Exercise prompt: Lines with the word "APIs" are the answer; copy each of them from the data below.

====================

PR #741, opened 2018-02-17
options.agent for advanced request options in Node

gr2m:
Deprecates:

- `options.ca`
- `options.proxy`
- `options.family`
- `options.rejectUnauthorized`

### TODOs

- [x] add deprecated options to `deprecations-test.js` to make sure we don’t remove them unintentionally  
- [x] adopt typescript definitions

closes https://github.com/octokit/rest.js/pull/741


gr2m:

====================

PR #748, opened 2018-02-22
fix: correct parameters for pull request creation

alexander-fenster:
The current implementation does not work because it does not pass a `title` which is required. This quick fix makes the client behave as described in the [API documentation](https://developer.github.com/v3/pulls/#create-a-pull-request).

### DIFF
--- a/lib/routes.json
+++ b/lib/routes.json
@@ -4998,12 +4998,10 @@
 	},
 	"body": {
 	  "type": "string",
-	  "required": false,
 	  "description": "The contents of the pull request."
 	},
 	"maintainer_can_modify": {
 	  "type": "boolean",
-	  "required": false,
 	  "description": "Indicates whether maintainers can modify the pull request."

====================

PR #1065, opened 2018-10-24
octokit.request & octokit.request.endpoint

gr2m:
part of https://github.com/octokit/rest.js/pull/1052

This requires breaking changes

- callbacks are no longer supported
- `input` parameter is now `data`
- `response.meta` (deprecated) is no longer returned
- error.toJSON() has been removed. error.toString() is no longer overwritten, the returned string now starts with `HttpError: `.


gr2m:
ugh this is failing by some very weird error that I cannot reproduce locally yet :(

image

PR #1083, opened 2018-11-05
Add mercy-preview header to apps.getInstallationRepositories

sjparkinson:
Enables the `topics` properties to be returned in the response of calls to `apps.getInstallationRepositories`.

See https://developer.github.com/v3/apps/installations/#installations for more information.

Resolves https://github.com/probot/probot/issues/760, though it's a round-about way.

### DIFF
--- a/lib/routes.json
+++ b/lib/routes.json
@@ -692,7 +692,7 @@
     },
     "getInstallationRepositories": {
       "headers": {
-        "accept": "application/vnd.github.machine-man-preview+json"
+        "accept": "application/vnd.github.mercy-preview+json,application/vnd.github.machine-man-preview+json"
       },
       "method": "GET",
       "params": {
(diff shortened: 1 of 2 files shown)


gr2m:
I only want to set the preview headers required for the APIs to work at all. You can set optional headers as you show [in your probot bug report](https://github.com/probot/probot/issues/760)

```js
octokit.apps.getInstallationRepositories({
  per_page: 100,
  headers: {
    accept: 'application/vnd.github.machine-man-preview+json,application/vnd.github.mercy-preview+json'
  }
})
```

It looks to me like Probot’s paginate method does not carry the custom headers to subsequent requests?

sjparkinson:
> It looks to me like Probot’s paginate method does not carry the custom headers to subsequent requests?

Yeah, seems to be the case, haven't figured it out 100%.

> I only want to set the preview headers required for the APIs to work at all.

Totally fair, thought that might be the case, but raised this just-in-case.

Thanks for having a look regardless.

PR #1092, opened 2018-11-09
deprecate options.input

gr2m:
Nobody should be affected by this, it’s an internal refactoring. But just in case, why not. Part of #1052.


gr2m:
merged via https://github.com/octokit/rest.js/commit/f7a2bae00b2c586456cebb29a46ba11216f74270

====================

Answer space:
I only want to set the preview headers required for the APIs to work at all. You can set optional headers as you show [in your probot bug report](https://github.com/probot/probot/issues/760)
> I only want to set the preview headers required for the APIs to work at all.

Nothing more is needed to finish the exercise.